The audiences for your proposal will vary, but the review panels and program directors
all have one thing in common: status. This means they all have academic or scholarly
qualifications we would all recognize, plus they have done something that brought them
acclaim. Most often this refers to graduating from a prestigious university, receiving
some prestigious award, or being part of some well known project. In most cases this means
your audience employs an old, very old, disciplinary taxonomy that may not include speech
or communication as a recognizable formal category.
The NEH has over 30 panels organized around topics; some NCA members have served on
those panels, but there are no panels specifically devoted to speech, communication, or
rhetoric. The NSF just recently created a separate Directorate for Social, Behavioral and
Economic Sciences, and one of nearly 20 programs within the Directorate has communication
in its title; but there are no programs focused on communication. It is simply that we are
a "new" discipline, and things are changing. The NSF did include behavioral
science in that new directorate, and there is even a program in cultural anthropology
within it.
The good news is that everyone was willing to talk and to try to help. Everyone has
been through the translation process, first as grantees, and now as grantors. Furthermore,
some of them have met some of us, and some of them have worked with some of us. It is
getting easier.
Second, specificity helps the entire process. Bill Eadie and the NCA staff have done a
good job of keeping us all informed about grant opportunities, either in these pages or
via Internet. Several times Bill has suggested some sources that might help beginning
grant writers. One of those sources is On the Art of Writing Proposals from the Social
Science Research Council. One of the things it emphasizes is specificity. Pose a clear
research question, identify a significant payoff, and describe your methodology. The more
specific formal proposals have a greater chance of funding. Even before the formal
proposal, the more specific ideas have a better chance of finding a source. The program
directors have an easier time matching labels with more specific proposals.
I will advise my faculty to prepare informal two-page proposals to use when discussing
projects with our grant office, program directors, or representatives of other funding
agencies. At the very least it should contain a clear and direct statement of purpose
including a specific research question, an explanation of significance, and a description
of methods. The document is a starting point--a specific starting point.
Third, adapt your proposal to the mission of the agency. Every government agency
has some specific area of concern, and most often it involves spending money, tax money on
some program. Some research programs in the agency may want pure research, but more often
they want research that will help some other part of the agency spend money. In the
private sector, there are more institutions that will fund pure research, but in a
specific area, and similar to the government agencies, several private sources will only
fund research that will help spend other money.
The mission of the funding source is important to how you frame your significance
argument.

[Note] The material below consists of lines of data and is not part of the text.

PR #2251, opened 2026-02-25
Changed authentication to v2

tonip-wizard:
### Summary
Upgraded the current auth service to v2 for most of the app, the v1 will still be used for character service as they don't yet support v2

### DIFF
--- a/ddb/client.py
+++ b/ddb/client.py
@@ -239,6 +239,10 @@ class BeyondClient(BeyondClientBase):
                 except (aiohttp.ContentTypeError, ValueError, TypeError):
                     log.warning(f"Cannot deserialize Auth Service response: {resp.status}: {await resp.text()}")
                     raise AuthException("Could not deserialize D&D Beyond response.")
+                token_val = data.get("token")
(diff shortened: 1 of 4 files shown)


ddb/client.py
```diff
@@ -214,18 +216,22 @@ async def _get_entity_entitlements(self, ctx, entity_type):
...
+        :param bool auth_v1: Whether to use the v1 auth endpoint, otherwise uses v2 as default.
         :returns: A tuple representing the short-term token for the user and its TTL, or (None, None).
         :rtype: tuple[str, int] or tuple[None, None]
         """
         body = {"Token": claim}
         try:
-            async with self.http.post(AUTH_DISCORD, json=body) as resp:
-                if not 199 < resp.status < 300:
+            async with self.http.post(AUTH_DISCORD_V1 if auth_v1 else AUTH_DISCORD_V2, json=body) as resp:
+                if resp.status == 401:
```
devgr, line 231: Just make sure that the code is correct for V1 error handling: V1 will return 200 status code, but the token will be `None`.

devgr (approved):

PR #93, opened 2018-08-07
Adds a `set_gvar(name,value)` to scripting.

Croebh:
Returns `None` if not found, `True` if edited, and `False` if no editor permission

PR #2271, opened 2026-06-30
feat(aliasing): add set_gvar/create_gvar to scripting

tiberius0954:
### Summary
Re-opening #93 

Adds the ability for aliases/scripts to write global variables (gvars), which were previously
read-only in scripting (`get_gvar`). Two new Draconic builtins are exposed:

- `set_gvar(address, value)` — edits an existing gvar's value.
- `create_gvar(value, script_writable=False)` — creates a new gvar owned by the invoking user and
  returns its address (UUID).

**NOTES**:
- **Opt-in, off by default.** A new `script_writable` field gates scripted writes, preserving the
  "gvars are static data" intent and protecting `using()` code libraries from being mutated at
  runtime. Owners toggle it with the new `!gvar scripting <address>` command; `create_gvar` can opt in
  at creation via `script_writable=True`. A missing field is treated as `False`, so **no migration is
  needed** and all existing gvars stay non-script-writable.
- **Permission preserved.** A script may only write a gvar if the *invoking user* (`ctx.author`) is
  its owner or an editor — the same check the `!gvar edit` command uses.
- **Deferred batch-commit**, mirroring `set_uvar`: writes are committed once at the end of execution,
  so repeatedly writing the same gvar in a loop results in a single DB write.
- **Abuse cap.** A single execution may create/edit at most 50 distinct gvars (charged before the
  lookup, so failed writes can't spam the DB either). Reaching the cap stops further writes but does
  **not** roll back writes already made — consistent with how uvars/character commits behave.
- Editor management, deletion, and toggling `script_writable` remain **owner-only Discord commands**
  (not exposed to scripting), since they widen the write trust boundary.

Docs (`docs/aliasing/api.rst`) and e2e tests (`tests/e2e/aliasing_mixed_test.py`) updated accordingly.

A corresponding avrae.io PR will be pushed shortly to reflect these new changes

### Changelog Entry
Aliasing: added `set_gvar` and `create_gvar` so scripts can write global variables, opt-in per gvar via `!gvar scripting`.

#### PR Type

- [ ] This PR fixes an issue.
#### Other


aliasing/evaluators.py
```diff
@@ -287,6 +298,67 @@ def get_gvar(self, address):
...
+        :param str value: The new value.
+        """
+        address = str(address)
+        value = str(value)
+        # validate (and account for the write) only the first time an address is dirtied this run
+        first_time = address not in self.gvars_changed and address not in self.gvars_created
+        if first_time:
+            # charge before the lookup so a caught-exception loop on a bad address can't spam reads
+            self._charge_gvar_write()
+            gvar = self.ctx.bot.mdb.gvars.delegate.find_one({"key": address})
```
1drturtle, line 325: isn't this async?

tiberius0954: `.delegate` is Motor's underlying sync PyMongo collection, so this isn't a coroutine. This matches the existing `get_gvar`/`get_svar`.

1drturtle (approved):
this is awesome btw!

In the case of a grant proposal, significance comes from answering two
questions: (a) how would the results of my project be useful to communication research,
and (b) how would the results be useful to the potential funding institution. Of course,
the answer to the first question usually comes before the answer to the second question.
However, both answers are important to the funding source. Answering the first question
will establish the scholarly credibility of your project, and answering the second
question will help connect a worthwhile project to the funds.
Finally, there is money for research, money that can be had for any good project and a
project director who is patient and diligent. Obtaining the funds is no different in this
respect than publishing your research. Good research will eventually find an audience, and
good projects can eventually find money. Just as you might anticipate rejections, rewrites
and resubmission, anticipate resubmission and looking for better sources. The process of
pursuing funding works best when it becomes habitual.